Erwee’s career trajectory on the up-and-up
From a middle order batsman during his academy days to an award winning opening batsman for the Dolphins, Sarel Erwee has come a long way and his recent accolades culminated in a call up to the South Africa A side to tour India in July.
SJ, as he is called by his team mates, acknowledges that his cricket career has taken longer to blossom than he would have liked, but the amount of support that he received from his loved ones and those closest to him, fuelled his perseverance.
“My cricket career does actually feel like it has taken ‘forever’ to kick off, however for me it was all about the process and if I followed that process it was either going to happen as soon as possible or it was going to take a bit of time,” the hard-hitting opener said candidly.
“Luckily, I had family and friends that supported me in my cricket journey, so whether it took two or three years or the many years that it has actually taken me, it has a lot to do with the support that I had and I was always going to keep striving to reach the pinnacle.”
Regardless of the support and the dream for a big break in his career, the 28 year-old had to come to terms with the fact that, cricket might not give him enough to put food on the table and had some tough decisions to make.
“There came a time in my career, probably three years ago when I actually did decide that I was giving up cricket at the end of the season,” he admitted.
At that time, SJ was still playing for KZN Inland and he felt as though his career had come to a stand-still – and age was not on his side.
“To be honest, I was not progressing in my career – I had made my debut for the Dolphins during the 2013/14 season and thereafter things went silent for the remainder of the year.

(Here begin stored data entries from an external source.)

PR #849, opened 2020-09-14
interp: fix data race for composite literal creation

mpl:
This change fixes two data races related to composite literal creation.

The first one isn't controversial as it is just about initializing the
variable that contains the values in the right place, i.e. within the
n.exec, so that this variable is local to each potential goroutine,
instead of being racily shared by all goroutines.

The second one is more worrying, i.e. having to protect the node typ
with a mutex, because a call to func (t *itype) refType actually
modifies the itype itself, which means it is not concurrent safe.
The change seems to work, and does not seem to introduce regression, but
it is still a concern as it probably is a sign that more similar
guarding has to be done in several other places.

### DIFF
--- a/interp/interp_eval_test.go
+++ b/interp/interp_eval_test.go
@@ -1111,6 +1111,51 @@ func TestConcurrentEvals3(t *testing.T) {
 	}
 }
 
+func TestConcurrentComposite1(t *testing.T) {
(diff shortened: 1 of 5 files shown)


mvertes (approved):
LGTM

PR #855, opened 2020-09-18
chore: adds a downloader script.

ldez:
The goal is to be able to easily use the Yaegi command line in a CI.
This will be very useful for Traefik plugins creators, or for anyone who wants to use an interpreted script in a CI.


mvertes (changes requested):
I do not understand exactly why this `godownloader.sh` script is required. Why do we need to include it ?

May be some use instructions need to be added in `README.md` ?

It could be better to rename `godownloader.sh` in `install.sh`, for clarity, as in http://golangci/golangci-lint.
As this script is itself generated, a rule to rebuild it (if we change the list of supported archictectures) needs to be added in `Makefile` .

ldez:
The goal is to be able to easily use the Yaegi command line in a CI.
This will be very useful for Traefik plugins creators, or for anyone who wants to use an interpreted script in a CI.

mvertes (commented):
Ok, thanks. LGTM.

mvertes (approved):

PR #861, opened 2020-09-22
interp: refactor doComposite cases

### LINKED ISSUE #851: interp: wrong value for composite literal initialization
Note how this is the same test as _test/composite8.go, but with the key specified for the composite literal.

```go
package main

type T struct{ I int }

func main() {
	t := []*T{}
	s := []int{1, 2}
	for _, e := range s {
		x := &T{I: e}
		t = append(t, x)
	}
	println(t[0].I, t[1].I)
}

// Output:
// 1 2
```

Expected result:
```console
$ go run ./sample.go
// 1 2
```

Got:
```console
$ yaegi ./sample.go
// 2 2
```

### LINKED ISSUE #854: interp: panic when assigning struct field as composite literal in non-keyed form

```go
package main

 import "fmt"

type A struct {
	C D
}

type D struct {
	E string
}

func main() {
/*
	// Note that this works fine
	// (direct initialization of field C)
	a := &A{
		C: D{"bb"},
	}
	// And so does this
	// (keyed form for the E field of D)
	a := &A{}
	a.C = D{E: "bb"}
*/
	// But this does not
	// (non-keyed form for the E field of D)
	a := &A{}
	a.C = D{"bb"}
	fmt.Println(a.C.E)
}
```

Expected result:
```console
$ go run ./sample.go
bb
```

Got:
```console
$ yaegi ./sample.go
reflect: call of reflect.Value.Field on zero Value
goroutine 1 [running]:
runtime/debug.Stack(0x1, 0xc0002e2800, 0x40)
	/Users/mpl/go1/src/runtime/debug/stack.go:24 +0x9d
github.com/containous/yaegi/interp.(*Interpreter).eval.func1(0xc0000b3d08)
	/Users/mpl/src/github.com/containous/yaegi/interp/interp.go:451 +0xbc
panic(0x198a0c0, 0xc000209660)
	/Users/mpl/go1/src/runtime/panic.go:967 +0x15d
github.com/containous/yaegi/interp.runCfg.func1(0xc00036a0a0, 0xc000470d00)
	/Users/mpl/src/github.com/containous/yaegi/interp/run.go:124 +0x20c
panic(0x198a0c0, 0xc000209660)
	/Users/mpl/go1/src/runtime/panic.go:967 +0x15d
reflect.Value.Field(0x0, 0x0, 0x0, 0x0, 0xc00020a328, 0xc0002095d0, 0xc0000b3a70)
	/Users/mpl/go1/src/reflect/value.go:827 +0x123
reflect.Value.FieldByIndex(0x0, 0x0, 0x0, 0xc00047a8c8, 0x1, 0x1, 0xc000210b80, 0xc0002095d0, 0x196)
	/Users/mpl/go1/src/reflect/value.go:859 +0x2c2
github.com/containous/yaegi/interp.getPtrIndexSeq.func3(0xc00036a0a0, 0xc000210cc0)
	/Users/mpl/src/github.com/containous/yaegi/interp/run.go:1620 +0xdf
github.com/containous/yaegi/interp.runCfg(0xc000470d00, 0xc00036a0a0)
	/Users/mpl/src/github.com/containous/yaegi/interp/run.go:130 +0x6d
github.com/containous/yaegi/interp.(*Interpreter).run(0xc000364000, 0xc000470200, 0xc00036a000)
	/Users/mpl/src/github.com/containous/yaegi/interp/run.go:108 +0x296
github.com/containous/yaegi/interp.(*Interpreter).eval(0xc000364000, 0xc0002e5680, 0x205, 0x7ffeefbff68a, 0x11, 0x200, 0x0, 0x0, 0x0, 0x0, ...)
	/Users/mpl/src/github.com/containous/yaegi/interp/interp.go:543 +0x7d7
github.com/containous/yaegi/interp.(*Interpreter).EvalPath(0xc000364000, 0x7ffeefbff68a, 0x11, 0x400, 0xc0002e5440, 0x205, 0x0, 0xc000216c30)
	/Users/mpl/src/github.com/containous/yaegi/interp/interp.go:392 +0x102
main.runFile(0xc000364000, 0x7ffeefbff68a, 0x11, 0xc0002062a0, 0x1)
	/Users/mpl/src/github.com/containous/yaegi/cmd/yaegi/run.go:113 +0x158
main.run(0xc0000321d0, 0x1, 0x1, 0x1aca7e8, 0x1967740)
	/Users/mpl/src/github.com/containous/yaegi/cmd/yaegi/run.go:77 +0x708
main.main()
	/Users/mpl/src/github.com/containous/yaegi/cmd/yaegi/yaegi.go:119 +0x2f4

run: reflect: call of reflect.Value.Field on zero Value
```

This is all related to the fact that the non-keyed form of a composite literal is initialized with `getFrame(f, l).data[frameIndex] = a` , while the keyed form is with `d.Set(a)` (which is actually incorrect too, see #851 ).

Edit: the problem is also somehow related to the "writability" of the A.C field. The observation hinting in that direction if that if we instead have:

```
type A struct {
	C *D
}
```

then the issue does not manifest itself.

mpl:
Also, there is an optimisation that used to take place when the RHS of
an assignment is a struct literal. That optimisation avoids some
allocation by "instructing" that whatever we want to write for the frame
of the RHS gets directly written to the frame of the LHS.
But it just so happens that we're doing this incorrectly when the LHS is
a struct field (or probably for any other kind of getIndex AST
action). Therefore this PR also disables the optimisation when the LHS
is a getIndex.

Fixes #851
Fixes #854

### DIFF
--- a/_test/composite12.go
+++ b/_test/composite12.go
@@ -1,0 +1,19 @@
+package main
+
+type A struct {
+	C D
+}
+
+type D struct {
+	E string
+}
+
+func main() {
+	a := A{}
+	a.C = D{"bb"}
+
+	println(a.C.E)
+}
+
+// Output:
+// bb
--- a/_test/composite13.go
+++ b/_test/composite13.go
@@ -1,0 +1,19 @@
+package main
+
+type A struct {
+	C D
+}
+
+type D struct {
+	E string
+}
+
+func main() {
+	a := A{}
+	a.C = D{E: "bb"}
+
+	println(a.C.E)
+}
+
+// Output:
+// bb
--- a/_test/composite8bis.go
+++ b/_test/composite8bis.go
@@ -1,0 +1,16 @@
+package main
+
+type T struct{ I int }
+
+func main() {
+	t := []*T{}
+	s := []int{1, 2}
+	for _, e := range s {
+		x := &T{I: e}
+		t = append(t, x)
+	}
+	println(t[0].I, t[1].I)
+}
+
+// Output:
+// 1 2
--- a/interp/cfg.go
+++ b/interp/cfg.go
@@ -543,6 +543,12 @@ func (interp *Interpreter) cfg(root *node, importPath string) ([]*node, error) {
 						// which require and additional operation to set the value
 						break
 					}
+					if dest.action == aGetIndex {
+						// optimization does not work when assigning to a struct field. Maybe we're not
+						// setting the right frame index or something, and we would end up not writing at
+						// the right place. So disabling it for now.
+						break
+					}
 					// Skip the assign operation entirely, the source frame index is set
 					// to destination index, avoiding extra memory alloc and duplication.
 					n.gen = nop
@@ -2368,9 +2374,9 @@ func compositeGenerator(n *node, typ *itype) (gen bltnGenerator) {
 			gen = compositeLitNotype
 		case n.lastChild().kind == keyValueExpr:
 			if n.nleft == 1 {
-				gen = compositeSparse
+				gen = compositeLitKeyed
 			} else {
-				gen = compositeSparseNotype
+				gen = compositeLitKeyedNotype
 			}
 		default:
 			if n.nleft == 1 {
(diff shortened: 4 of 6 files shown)


mvertes (approved):
LGTM

PR #869, opened 2020-09-27
fix: yaegi os.Args should contain the script name

### LINKED ISSUE #868: flag.Parse() causes panic

```go
#!/usr/bin/env yaegi
package main

import "flag"

func main() {
	var n = flag.Int("i", 1, "provide an int")
	flag.Parse()
}
```

Expected result:
No output

Got:
```console
$ ./sample.go
10:10: panic
runtime error: slice bounds out of range [1:0]
goroutine 1 [running]:
[...]
run: runtime error: slice bounds out of range [1:0]
```

nrwiersma:
`flag.Parse()` fails with a panic when run using `yaegi run` as there are an unexpected number of args. It expects the first arg to be the application name. In the case of yaegi it makes sense that this is the script name. 

Fixes #868

### DIFF
--- a/cmd/yaegi/run.go
+++ b/cmd/yaegi/run.go
@@ -70,7 +70,7 @@ func run(arg []string) error {
 
 	// Skip first os arg to set command line as expected by interpreted main
 	path := args[0]
-	os.Args = arg[1:]
+	os.Args = arg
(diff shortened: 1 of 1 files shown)


mvertes (approved):
LGTM

PR #874, opened 2020-09-28
fix: convert struct tags properly

### LINKED ISSUE #873: struct tags are not converted from constant values

```go
package main

import (
	"fmt"
	"reflect"
)

type A struct {
	Test string `tag:"test"`
}

func main() {
	a := A{}
	t := reflect.TypeOf(a)
	f, ok := t.FieldByName("Test")
	if !ok {
		return
	}

	fmt.Println(f.Tag.Get("tag"))
}
```

Expected result:
```console
$ go run ./sample.go
test
```

Got:
```console
$ yaegi ./sample.go

```

nrwiersma:
Struct tags were forgotten in the conversion of constant values. They need to be converted from constant values before being assigned.

Fixes #873

### DIFF
--- a/_test/struct58.go
+++ b/_test/struct58.go
@@ -1,0 +1,24 @@
+package main
+
+import (
+	"fmt"
+	"reflect"
+)
+
+type A struct {
+	Test string `tag:"test"`
+}
+
+func main() {
+	a := A{}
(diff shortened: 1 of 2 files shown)


mvertes (approved):
LGTM

PR #876, opened 2020-09-29
fix: compute array type size from constant expression

### LINKED ISSUE #875: create array with size from forward defined const

```go
package main

import "fmt"

type T [l1 + l2]int

const (
    l1 = 2
    l2 = 3
)

func main() {
    fmt.Println(T{})
}
```

Expected result:
```console
$ go run ./sample.go
[0 0 0 0 0]
```

Got:
```console
$ yaegi ./sample.go
./sample.go:5:9: undefined: l1
```
This bug is related to the issue #865, although there are may be others problems lurking behind in this issue.

mvertes:
Fixes #875.


interp/type.go
```diff
@@ -198,11 +198,16 @@ func nodeType(interp *Interpreter, sc *scope, n *node) (*itype, error) {
...
-					if _, err = interp.cfg(n.child[0], sc.pkgID); err != nil {
+					if _, err = interp.cfg(c0, sc.pkgID); err != nil {
 						return nil, err
 					}
-					t.incomplete = true
+					if v, ok := c0.rval.Interface().(constant.Value); ok {
+						t.size = constToInt(v)
+					} else {
+						t.incomplete = true
+					}
```
mpl, line 210: We are in a switch, so we can break out early on error, like so:

```suggestion
					if v, ok := c0.rval.Interface().(constant.Value); !ok {
						t.incomplete = true
						break
					}
					t.size = constToInt(v)
```

mpl (changes requested):

interp/type.go
```diff
@@ -186,14 +186,14 @@ func nodeType(interp *Interpreter, sc *scope, n *node) (*itype, error) {
...
-							t.size = constToInt(c)
-						} else {
-							t.incomplete = true
-						}
+					if sym.typ == nil || sym.typ.cat != intT {
+						t.incomplete = true
+						break
+					}
+					if v, ok := sym.rval.Interface().(int); ok {
+						t.size = v
```
mpl, line 194: you can also break after this one, then "else if" below simply becomes an "if".

interp/type.go
```diff
@@ -186,14 +186,14 @@ func nodeType(interp *Interpreter, sc *scope, n *node) (*itype, error) {
...
+					} else if c, ok := sym.rval.Interface().(constant.Value); ok {
+						t.size = constToInt(c)
```
mpl, line 196: same here, and then the "else" below can be removed.

interp/type.go
```diff
@@ -166,56 +166,65 @@ func nodeType(interp *Interpreter, sc *scope, n *node) (*itype, error) {
...
-				// constant size
-				if isConstantValue(v.Type()) {
-					c := v.Interface().(constant.Value)
-					t.size = constToInt(c)
-				} else {
-					t.size = int(v.Int())
+		c0 := n.child[0]
+		if len(n.child) == 1 {
+			// Array size is not defined.
+			if t.val, err = nodeType(interp, sc, c0); err != nil {
```
mpl, line 172: This change has a side-effect: previously, we would do `if t.val, err = nodeType(interp, sc, n.child[0])` even when `len(n.child) == 0`. So I suppose if that happened for some unforeseen reason, we would get a panic and we would at least know we made a mistake somewhere.
With the new code, the case `len(n.child) == 0` is completely skipped. I don't know whether we should be super defensive and add an explicit panic or something in case that happens. I leave that to your appreciation.

mpl (approved):
Much cleaner now, thanks.

interp/type.go
mvertes: `len(n.child[0])` means here an array declaration with no type, which I think is not possible in this context, and would have been catch earlier by the Go parser.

“So for me it felt like my career was stagnant and I was getting older so I thought maybe I should accept this as my reality.”
Thankfully, that very same year he had thought of throwing in the towel, Erwee made another appearance for the Dolphins and due to his excellent performance and consistency through that season; he was rewarded with a contract.
Considering the amount of years that he has spent on the field, Erwee has acquired a vast knowledge of the game and the elements that every cricket player should be aware of that are part and parcel of the sport.
“The work ethic that I have now is probably much higher than when I first started,” he added. “I think those three years were crucial as a youngster.
“I worked hard, but the way I am working now, is harder but also smarter – doing the right things at the right time, whereas at that time it was just hitting balls and training without being specific.”
Erwee went on to say that the biggest highlight of his career on the field has to be the entire 2017/18 Dolphins campaign.
“I think this whole season has been quite a highlight; the certain times that I have scored runs for the Dolphins, Hong Kong Sixes victory, winning the Africa T20 Cup, Momentum One Day Cup and reaching the final of the Ram Slam.
“The one that probably stands out for me though is the century that I scored in Centurion against Cobras during our Ram Slam T20 semi-final where there was quite a full stadium and if I look now, that was my moment.
“The feeling I had then, is almost like the one I had when I received that SA A call up – it is just indescribable.”
Erwee has amassed just under 4000 runs in his first-class career with a highest score of 200, credits his success to a pool of people whom he looks up to and have helped shape his career, amongst those are Divan Van Wyk, Shane Burger, Imraan Khan and an England cricketer, Jason Roy.